The data:

_ _ _ _ _

PR #108, opened 2020-10-27
Fix emoji paths for chat information Items

jgibbon:
It didn't really work in most places and the others did only work due to a bad workaround.


Wunderfitz:
Good catch, thanks! :)

PR #109, opened 2020-10-28
Notifications

monich:
I noticed bzzzz when a group was being marked as read by another client (even though I had "Only new events" selected in the settings), and in the process of fixing that, made a bunch of other changes.

Summary:

1. Don't post unwanted feedback for removed notifications
2. Don't turn off PatternCommunicationIM pattern when some (but not all) notifications are removed
3. Don't keep empty notification groups in notificationGroups map
4. Pre-allocate commonly used QStrings
5. Don't pass primitive types by const references to NotificationManager
6. Use const objects when appropriate to make sure that they don't get unnecessarily detached (i.e. duplicated)

I tried to split unrelated changes into different commits.

### DIFF
--- a/src/notificationmanager.cpp
+++ b/src/notificationmanager.cpp
@@ -136,27 +136,27 @@ void NotificationManager::handleChatDiscovered(const QString &chatId, const QVar
     this->chatMap.insert(chatId, chatInformation);
 }
 
-void NotificationManager::handleNgfConnectionStatus(const bool &connected)
+void NotificationManager::handleNgfConnectionStatus(bool connected)
 {
     LOG("NGF Daemon connection status changed" << connected);
 }
 
-void NotificationManager::handleNgfEventFailed(const quint32 &eventId)
+void NotificationManager::handleNgfEventFailed(quint32 eventId)
 {
     LOG("NGF event failed, id:" << eventId);
 }
 
-void NotificationManager::handleNgfEventCompleted(const quint32 &eventId)
+void NotificationManager::handleNgfEventCompleted(quint32 eventId)
 {
     LOG("NGF event completed, id:" << eventId);
 }
 
-void NotificationManager::handleNgfEventPlaying(const quint32 &eventId)
+void NotificationManager::handleNgfEventPlaying(quint32 eventId)
 {
     LOG("NGF event playing, id:" << eventId);
 }
 
-void NotificationManager::handleNgfEventPaused(const quint32 &eventId)
+void NotificationManager::handleNgfEventPaused(quint32 eventId)
 {
     LOG("NGF event paused, id:" << eventId);
 }
@@ -232,7 +232,7 @@ QString NotificationManager::getNotificationText(const QVariantMap &notification
     return FernschreiberUtils::getMessageShortText(notificationContent, false);
 }
 
-void NotificationManager::controlLedNotification(const bool &enabled)
+void NotificationManager::controlLedNotification(bool enabled)
 {
     static const QString PATTERN("PatternCommunicationIM");
     static const QString ACTIVATE("req_led_pattern_activate");
--- a/src/notificationmanager.cpp
+++ b/src/notificationmanager.cpp
@@ -19,7 +19,6 @@
 
 #include "notificationmanager.h"
 #include "fernschreiberutils.h"
-#include <nemonotifications-qt5/notification.h>
 #include <sailfishapp.h>
 #include <QDebug>
 #include <QListIterator>
@@ -34,9 +33,7 @@ namespace {
     const QString TYPE("type");
     const QString ID("id");
     const QString CHAT_ID("chat_id");
-    const QString IS_SILENT("is_silent");
     const QString IS_CHANNEL("is_channel");
-    const QString REPLACES_ID("replaces_id");
     const QString TOTAL_COUNT("total_count");
     const QString DATE("date");
     const QString TITLE("title");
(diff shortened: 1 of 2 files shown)


src/notificationmanager.cpp
```diff
@@ -67,25 +99,31 @@ void NotificationManager::handleUpdateActiveNotifications(const QVariantList not
...
-    notificationGroup.insert("is_silent", notificationGroupUpdate.value("is_silent"));
-    notificationGroup.insert("total_count", notificationGroupUpdate.value("total_count"));
+    const QVariantList addedNotifications = notificationGroupUpdate.value(ADDED_NOTIFICATIONS).toList();
+    const QVariantList removedNotificationIds = notificationGroupUpdate.value(REMOVED_NOTIFICATION_IDS).toList();
 
-    QVariantMap activeNotifications = notificationGroup.value("notifications").toMap();
+    // Determine if we need a bzzzzz
+    const AppSettings::NotificationFeedback feedbackStyle = appSettings->notificationFeedback();
+    const bool needFeedback = (feedbackStyle != AppSettings::NotificationFeedbackNone &&
+        (!addedNotifications.isEmpty() || feedbackStyle == AppSettings::NotificationFeedbackAll));
```
Wunderfitz, line 120: That seems to cause an NGF action (bzzzz) each time a notification group is updated. On my device every time, I read a message in a chat that is not muted and if there are still unread messages in unmuted chats.

src/notificationmanager.cpp
```diff
@@ -95,39 +133,51 @@ void NotificationManager::handleUpdateNotificationGroup(const QVariantMap notifi
...
-        QVariantMap activeNotification = this->sendNotification(chatId, addedNotification, activeNotifications);
-        activeNotifications.insert(activeNotification.value("id").toString(), activeNotification);
+        const QVariantMap addedNotification = addedNotificationIterator.next().toMap();
+        const QVariantMap activeNotification = this->sendNotification(chatId, addedNotification, activeNotifications, needFeedback);
+        activeNotifications.insert(activeNotification.value(ID).toString(), activeNotification);
+    }
+
+    if (needFeedback) {
+        ngfClient->play(NGF_EVENT);
     }
```
Wunderfitz, line 159: Why did you separate the NGF play event from the actual action to send a new notification? Seems to be inconsistent and possibly triggers too many bzzzzs...

Wunderfitz (changes requested):
Thanks for the changes, really appreciated! 

However, according to my tests there are some regressions - too many NGF events in certain cases, probably depending on the configuration. Moreover, I don't really see the need to separate the sending of notifications and the triggering of the NGF event. That might cause inconsistencies...

src/notificationmanager.cpp
monich: My intention was actually to reduce number of bzzz - it used to be inside `sendNotification` (which can be called more than once), moving bzzz outside can't trigger more, only less.

src/notificationmanager.cpp
monich: I'll take another look at it.

monich:
OK, you forced me to dig deeper into this notifications stuff. Here we go ))

Wunderfitz:
:D Thanks! Will review now...

monich:
In addition to what was done in the first version of this pull request, this one also attaches to the existing notifications at startup (to avoid duplicates) and tracks their state by keeping `Notification` object alive (it's receiving D-Bus notifications from the events view and updates its `replacesId` attribute accordinly).

monich:
Chat title updates ate handled too and get propagated to the events view.

src/notificationmanager.cpp
monich: Actually, I ended up moving it back to the method which actually posts the notifications...

src/notificationmanager.cpp
```diff
@@ -53,176 +142,252 @@ NotificationManager::NotificationManager(TDLibWrapper *tdLibWrapper, AppSettings
...
 
+    nemoNotification->setBody(notificationBody);
+    nemoNotification->setSummary(chatInformation ? chatInformation->title : QString());
     if (needFeedback) {
-        nemoNotification.setCategory("x-nemo.messaging.im");
-        ngfClient->play("chat");
+        nemoNotification->setCategory(NOTIFICATION_CATEGORY);
+        nemoNotification->setPreviewBody(nemoNotification->body());
+        nemoNotification->setPreviewSummary(nemoNotification->summary());
```
Wunderfitz, line 382: I probably remove them for now as I explicitly didn't add previewBody/Summary in the original version. They cause notification popups even when I'm in the respective chat. I might add a small 

if (not in chat that receives notification) then (set previewBody/Summary to body() and summary()) else (set previewBody/Summary to QString())

in the future.

Wunderfitz (approved):
Works great, thank you very much! I might add a small thing as mentioned in the other comment, but nothing that blocks the merge....

src/notificationmanager.cpp
monich: If you don't set those explicitly, they won't be automatically updated together with body/summary and you get a mismatch.

Wunderfitz: Yep, therefore 86ac99004d170dee622fefc7f7bcebb5bb11d562 sets them now explicitly to an empty string...

monich: But yes, if you're already in this chat, a number in a circle in the bottom right corner would be a far more appropriate notification mechanism then a popup.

_ _ _ _ _

What you will do: Within the records above, how many lines include the word "them"? State the number by itself.

Written answer: 2